General Social Survey Historical Database
Detailed information for 1985-2006
The Historical Database gathers the data from existing cycles of the General Social Survey (GSS) together in an easily accessed form so that researchers may follow trends in Canadian society over time.
Data release - The GSS Historical Database will only be available in the Canadian Research Data Centres, but it is possible to purchase special tabulations from Statistics Canada.
While the annual releases of GSS data typically comprise analytic output that includes some comparisons of data over time, the 20th year of GSS data is an excellent opportunity to look back over the years and ask: what has been discovered about Canadian society over those 20 years?
The GSS Historical Database was developed in order to facilitate researchers attempting to answer this question. Since processing has changed over the years (for example, variable names and code sets have changed), this means that the files cannot simply be concatenated together with all of the variables. Nevertheless, a database has been created containing much of the GSS information, which can be easily used by researchers. The idea in producing the database was to link information from past cycles together in a harmonized way so that researchers may follow trends over time.
The basic model for the GSS Historical Database is presented in Figure 1 in the "Documentation" section below. The figure gives rows as the various cycles and columns as the various collections of variables.

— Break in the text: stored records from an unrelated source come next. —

PR #31297, opened 2020-11-02
[4.0] Fixes issue with no bold (strong) font in cassiopeia

regularlabs:
Making any text bold in cassiopeia has no effect, because only 1 weight of the Fira Sans font is being loaded in.
This fixes that.


brianteeman:
This is a very valid issue and PR - however as cassiopeia is undergoing development in a separate branch before being merged back here you might want to check it there. https://github.com/joomla/cassiopeia

regularlabs:
Ok, seems they dropped using Fira...

Issue #31138, opened 2020-10-17
[4.0] Empty Alt descriptions [a11y]


brianteeman:
An alt text provides an accessible description of an image. Most of the time you should always have one. You should never not have any alt because then assistive technology such as a screenreader will announce the filename. See the October Joomla Magazine article on this ( published on Tuesday, 20 October 2020)

In the rarer situation that the image is purely decorative then it is acceptable to have an empty alt text which should be `alt=""`. 

Currently there are several places in Joomla where if you are too lazy to enter a text description of the image joomla will insert `alt=""` While this does prevent the filename being read aloud it is not good practice as you are preventing a significant % of your readers being able to access all the content. If the content author performs an accessibility check of their site then _most_ checkers will not report any errors or warnings about missing descriptions as it sees the `alt=""`

We should be doing everything to encourage the use of alt text descriptions and one method used by some other cms is that the  alt text input field is required so you have to enter a description in order to insert the image OR you have to check a box that says its is a decorative image and should use an empty `alt=""`

I am not sure about making it required (although I have done on a site I manage) but I am definitely in favour of 
1. Not defaulting to `alt=""` if there is no text entered
2. Having a check box that must be checked if it is a decorative image and then outputting `alt=""`

This way we still allow the user to have an empty alt AND we allow the user to check their site for missing descriptions.

![chrome_2020-10-17_13-38-39](https://user-images.githubusercontent.com/1296369/96350961-6afa2900-10b0-11eb-9f21-2e0263451951.png)

richard67:
Makes sense to me.

adj9:
On this wake I realized that it is necessary to redefine the Random image module.
Now the alt is spelled out by the file name, but it is not necessarily appropriate for the multimedia content. If it is possible to have the reader of the accessibility plugin read the alt is nice. I haven't seen the technical part yet. :)

chmst:
It surely makes sense to ask for attention on alt - texts. 
But do we really want to add an additional input field to every image? So that blind users or keyboard users have more to do? 
I suggest to add a hint to the field, but no additional checkbox.

brianteeman:
@chmst without the extra field the problem is as follows. Maybe you have a better solution to fixing this

1. User creates a description
output is alt="the description"

2. User deliberately does not add a description as its decorative only
output is alt=""

3. User too lazy to add a description
here there must be no alt at all

I do not see how you can achieve point 2 and point 3 without the extra field

[...]

PR #31318, opened 2020-11-05
[4.0] Intro and Full image accessibility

The database consists of twenty separate, but harmonized, files (one cannot simply combine them and consider a large pooled set of data, as there is no real population to which such data would refer).
Each record of the database represents a respondent. There are approximately 10,000 records for each of GSS-1 to GSS-12 and 25,000 records for the recent cycles, giving a database with around 330,000 records in total. The number of fields for each record will be constant, but records will have different fields filled, as the diagram shows by having "holes" for columns not applicable to a specific cycle.
Harmonized variables that are common across cycles have a common name and format.
This record is part of the General Social Survey (GSS) program. The GSS, originating in 1985, conducts telephone surveys. Each survey contains a core topic, focus or exploratory questions and a standard set of socio-demographic questions used for classification. More recent cycles have also included some qualitative questions, which explore opinions and perceptions.
Until 1998, the target sample of respondents was approximately 10,000 persons. This was increased in 1999 to 25,000. With a sample of respondents of 25,000, results are available at both the national and provincial levels and possibly for some special population groups such as disabled persons and seniors.
Reference period: The GSS Historical Database was created once based on the first twenty cycles of data (1985-2006).
- Society and community
Data sources and methodology
To be in the GSS Historical Database, a variable must be comparable (in definition, questionnaire flow, concept measurement, etc.) in at least two cycles of the General Social Survey. Variables that were found to be not comparable across years (because of changes in definitions, for example) have been excluded.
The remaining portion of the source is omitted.